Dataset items
····················
PR #12251, opened 2023-11-06
fix: saving credential id for payment apps

joeauyeung:
## What does this PR do?

This PR adds the `credentialId` to payment app data. This fixes a bug where team installed payment apps were not working with team events.

Fixes # (issue)

## Requirement/Documentation

## Type of change

## How should this be tested?

- Install Stripe for the individual user
- Enable it for the individual's event type
- The `credentialId` should be saved to the metadata
- Install Stripe to the user's team
- Enable it in the team's event type
- The `credentialId` should be saved to the metadata

## Mandatory Tasks

## Checklist


packages/app-store/alby/components/EventTypeAppCardInterface.tsx
```diff
@@ -33,6 +33,15 @@ const EventTypeAppCard: EventTypeAppCardComponent = function EventTypeAppCard({
   const { t } = useLocale();
   const recurringEventDefined = eventType.recurringEvent?.count !== undefined;
 
+  let credentialId;
+
+  if (eventType.teamId) {
+    const teamCredential = app.teams.find((team) => team.teamId === eventType.teamId);
+    credentialId = teamCredential?.credentialId ?? app.userCredentialIds[0];
```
····················
Assignment
Give back exactly the lines from the first line of the records through the line holding "## Checklist", including both of those lines and leaving out all others.

Reply to the task
PR #12251, opened 2023-11-06
fix: saving credential id for payment apps

joeauyeung:
## What does this PR do?

This PR adds the `credentialId` to payment app data. This fixes a bug where team installed payment apps were not working with team events.

Fixes # (issue)

## Requirement/Documentation

## Type of change

## How should this be tested?

- Install Stripe for the individual user
- Enable it for the individual's event type
- The `credentialId` should be saved to the metadata
- Install Stripe to the user's team
- Enable it in the team's event type
- The `credentialId` should be saved to the metadata

## Mandatory Tasks

## Checklist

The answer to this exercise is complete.